Input data START

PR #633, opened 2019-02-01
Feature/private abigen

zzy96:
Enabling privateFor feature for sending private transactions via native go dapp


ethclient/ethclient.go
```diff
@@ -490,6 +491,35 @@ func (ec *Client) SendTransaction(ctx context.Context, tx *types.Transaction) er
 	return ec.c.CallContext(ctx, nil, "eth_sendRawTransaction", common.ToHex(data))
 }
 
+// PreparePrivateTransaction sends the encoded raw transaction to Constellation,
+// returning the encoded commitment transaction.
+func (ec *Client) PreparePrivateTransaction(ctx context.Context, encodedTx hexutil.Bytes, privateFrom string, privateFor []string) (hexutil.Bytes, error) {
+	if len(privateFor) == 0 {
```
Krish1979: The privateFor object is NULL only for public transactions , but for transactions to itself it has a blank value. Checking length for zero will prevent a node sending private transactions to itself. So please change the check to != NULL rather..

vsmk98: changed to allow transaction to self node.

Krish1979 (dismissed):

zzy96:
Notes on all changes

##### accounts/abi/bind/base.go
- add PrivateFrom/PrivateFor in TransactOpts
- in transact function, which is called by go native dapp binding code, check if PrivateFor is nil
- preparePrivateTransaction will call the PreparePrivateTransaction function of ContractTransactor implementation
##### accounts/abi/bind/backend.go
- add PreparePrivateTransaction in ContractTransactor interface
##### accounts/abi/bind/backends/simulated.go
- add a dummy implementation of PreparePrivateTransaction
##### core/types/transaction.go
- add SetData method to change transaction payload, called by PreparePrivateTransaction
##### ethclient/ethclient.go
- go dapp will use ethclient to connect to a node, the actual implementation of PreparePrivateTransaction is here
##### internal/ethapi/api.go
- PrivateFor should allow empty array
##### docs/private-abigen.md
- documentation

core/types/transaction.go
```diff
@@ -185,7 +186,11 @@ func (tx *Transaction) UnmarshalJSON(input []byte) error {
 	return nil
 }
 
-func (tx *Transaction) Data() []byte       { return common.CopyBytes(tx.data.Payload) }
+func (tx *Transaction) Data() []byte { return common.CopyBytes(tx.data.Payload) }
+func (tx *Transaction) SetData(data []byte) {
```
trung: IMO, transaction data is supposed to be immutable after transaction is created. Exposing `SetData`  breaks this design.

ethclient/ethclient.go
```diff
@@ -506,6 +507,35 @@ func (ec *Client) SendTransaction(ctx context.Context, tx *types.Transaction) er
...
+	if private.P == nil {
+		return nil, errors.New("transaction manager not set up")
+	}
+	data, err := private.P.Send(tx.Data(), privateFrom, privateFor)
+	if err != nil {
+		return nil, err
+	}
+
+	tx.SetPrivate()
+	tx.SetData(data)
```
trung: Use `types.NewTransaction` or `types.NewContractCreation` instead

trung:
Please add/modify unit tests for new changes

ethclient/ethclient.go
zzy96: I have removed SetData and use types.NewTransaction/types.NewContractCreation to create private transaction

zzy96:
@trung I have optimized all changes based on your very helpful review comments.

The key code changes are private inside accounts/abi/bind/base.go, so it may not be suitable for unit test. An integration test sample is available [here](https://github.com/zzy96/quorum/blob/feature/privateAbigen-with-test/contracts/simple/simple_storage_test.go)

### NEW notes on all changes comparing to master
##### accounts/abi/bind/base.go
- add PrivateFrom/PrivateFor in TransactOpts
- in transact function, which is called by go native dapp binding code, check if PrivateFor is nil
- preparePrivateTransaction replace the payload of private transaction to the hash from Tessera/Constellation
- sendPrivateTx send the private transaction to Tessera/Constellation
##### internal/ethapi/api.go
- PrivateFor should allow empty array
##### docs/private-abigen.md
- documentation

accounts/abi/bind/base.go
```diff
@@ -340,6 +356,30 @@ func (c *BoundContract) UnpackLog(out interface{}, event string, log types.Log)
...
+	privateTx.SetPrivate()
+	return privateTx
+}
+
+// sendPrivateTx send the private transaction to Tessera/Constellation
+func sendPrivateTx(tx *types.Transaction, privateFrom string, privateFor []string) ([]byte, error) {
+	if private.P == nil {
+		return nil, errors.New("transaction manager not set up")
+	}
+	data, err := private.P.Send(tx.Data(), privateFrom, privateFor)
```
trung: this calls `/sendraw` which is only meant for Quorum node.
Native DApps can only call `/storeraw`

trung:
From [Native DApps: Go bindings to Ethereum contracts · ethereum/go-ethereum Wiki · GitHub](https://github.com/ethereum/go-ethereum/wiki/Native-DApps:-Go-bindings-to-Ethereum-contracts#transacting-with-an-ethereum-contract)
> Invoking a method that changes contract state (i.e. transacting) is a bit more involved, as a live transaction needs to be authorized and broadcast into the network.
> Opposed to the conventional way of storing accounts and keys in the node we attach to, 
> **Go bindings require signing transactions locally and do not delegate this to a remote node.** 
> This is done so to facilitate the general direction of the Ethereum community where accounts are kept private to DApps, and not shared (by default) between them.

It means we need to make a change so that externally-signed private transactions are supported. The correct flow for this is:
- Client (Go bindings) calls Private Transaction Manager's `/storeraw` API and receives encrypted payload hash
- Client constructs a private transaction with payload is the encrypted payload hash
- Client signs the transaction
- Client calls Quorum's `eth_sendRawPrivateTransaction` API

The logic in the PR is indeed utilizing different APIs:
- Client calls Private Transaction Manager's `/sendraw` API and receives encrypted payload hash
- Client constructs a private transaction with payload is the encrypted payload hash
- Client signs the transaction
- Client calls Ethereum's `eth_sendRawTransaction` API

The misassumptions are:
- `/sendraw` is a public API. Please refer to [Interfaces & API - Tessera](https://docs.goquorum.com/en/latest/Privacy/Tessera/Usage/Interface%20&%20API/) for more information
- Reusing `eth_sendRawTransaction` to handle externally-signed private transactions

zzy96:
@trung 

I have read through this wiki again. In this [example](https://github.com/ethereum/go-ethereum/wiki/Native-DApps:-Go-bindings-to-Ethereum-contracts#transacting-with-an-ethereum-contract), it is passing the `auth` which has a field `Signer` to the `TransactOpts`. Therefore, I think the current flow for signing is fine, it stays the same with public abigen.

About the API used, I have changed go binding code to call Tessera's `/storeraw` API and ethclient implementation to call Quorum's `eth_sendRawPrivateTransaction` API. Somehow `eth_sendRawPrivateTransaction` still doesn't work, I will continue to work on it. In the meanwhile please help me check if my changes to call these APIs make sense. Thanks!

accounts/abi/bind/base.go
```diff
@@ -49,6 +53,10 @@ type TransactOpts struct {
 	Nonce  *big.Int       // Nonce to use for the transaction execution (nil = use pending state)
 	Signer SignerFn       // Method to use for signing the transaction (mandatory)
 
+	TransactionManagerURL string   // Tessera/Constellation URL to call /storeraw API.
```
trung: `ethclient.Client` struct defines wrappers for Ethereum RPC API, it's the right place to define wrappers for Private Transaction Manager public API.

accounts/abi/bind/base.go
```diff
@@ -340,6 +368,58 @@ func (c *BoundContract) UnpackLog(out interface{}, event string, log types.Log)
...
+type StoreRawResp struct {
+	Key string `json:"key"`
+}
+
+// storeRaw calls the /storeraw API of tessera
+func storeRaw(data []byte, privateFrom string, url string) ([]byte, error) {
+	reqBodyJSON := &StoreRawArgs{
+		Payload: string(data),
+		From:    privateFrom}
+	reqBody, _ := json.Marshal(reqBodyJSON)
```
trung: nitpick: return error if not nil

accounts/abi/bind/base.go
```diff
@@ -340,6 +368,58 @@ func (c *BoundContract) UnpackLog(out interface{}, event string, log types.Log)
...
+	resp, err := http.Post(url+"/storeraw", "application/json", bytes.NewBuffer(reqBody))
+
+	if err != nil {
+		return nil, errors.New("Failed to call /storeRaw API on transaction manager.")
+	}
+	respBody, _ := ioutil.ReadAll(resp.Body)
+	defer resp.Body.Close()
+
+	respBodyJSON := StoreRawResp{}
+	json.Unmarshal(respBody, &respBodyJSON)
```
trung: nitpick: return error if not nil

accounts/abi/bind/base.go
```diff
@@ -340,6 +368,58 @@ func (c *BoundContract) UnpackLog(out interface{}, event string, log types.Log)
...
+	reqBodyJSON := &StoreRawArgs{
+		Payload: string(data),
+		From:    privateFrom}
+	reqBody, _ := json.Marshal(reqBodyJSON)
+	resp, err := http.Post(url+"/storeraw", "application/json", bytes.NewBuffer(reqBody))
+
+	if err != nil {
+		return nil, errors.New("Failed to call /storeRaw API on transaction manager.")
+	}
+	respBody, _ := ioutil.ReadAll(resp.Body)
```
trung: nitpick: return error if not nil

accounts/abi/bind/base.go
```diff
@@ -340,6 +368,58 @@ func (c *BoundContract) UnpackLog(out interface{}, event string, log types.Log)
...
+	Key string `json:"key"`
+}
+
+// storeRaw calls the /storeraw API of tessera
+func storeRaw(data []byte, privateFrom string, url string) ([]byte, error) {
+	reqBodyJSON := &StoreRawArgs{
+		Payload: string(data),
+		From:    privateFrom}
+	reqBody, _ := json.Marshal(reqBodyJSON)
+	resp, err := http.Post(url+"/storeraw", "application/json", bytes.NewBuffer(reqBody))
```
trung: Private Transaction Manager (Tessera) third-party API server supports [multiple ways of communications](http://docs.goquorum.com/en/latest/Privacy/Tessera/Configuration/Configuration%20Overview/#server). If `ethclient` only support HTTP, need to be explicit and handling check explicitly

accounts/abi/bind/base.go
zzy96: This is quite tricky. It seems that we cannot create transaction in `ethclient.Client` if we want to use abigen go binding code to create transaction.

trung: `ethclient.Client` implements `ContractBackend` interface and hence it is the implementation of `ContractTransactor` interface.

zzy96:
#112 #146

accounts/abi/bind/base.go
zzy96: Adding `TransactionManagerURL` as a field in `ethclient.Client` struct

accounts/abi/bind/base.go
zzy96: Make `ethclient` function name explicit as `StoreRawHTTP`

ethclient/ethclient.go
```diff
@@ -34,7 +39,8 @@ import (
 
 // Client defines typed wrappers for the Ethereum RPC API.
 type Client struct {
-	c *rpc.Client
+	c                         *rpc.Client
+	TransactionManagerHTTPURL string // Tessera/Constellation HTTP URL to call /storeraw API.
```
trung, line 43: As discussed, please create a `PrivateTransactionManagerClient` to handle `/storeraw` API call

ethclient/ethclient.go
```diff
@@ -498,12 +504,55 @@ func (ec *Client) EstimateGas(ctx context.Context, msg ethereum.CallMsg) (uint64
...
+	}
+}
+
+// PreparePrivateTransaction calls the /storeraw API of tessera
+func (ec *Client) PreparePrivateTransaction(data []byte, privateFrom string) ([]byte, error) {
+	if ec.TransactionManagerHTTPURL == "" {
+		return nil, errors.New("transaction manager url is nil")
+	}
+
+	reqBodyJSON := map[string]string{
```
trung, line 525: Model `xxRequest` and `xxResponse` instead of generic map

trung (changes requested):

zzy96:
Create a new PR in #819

Input data END

• Exercise brief:
Provide the number of lines in these entries that hold the word "hash", without any accompanying text.

• Response:
5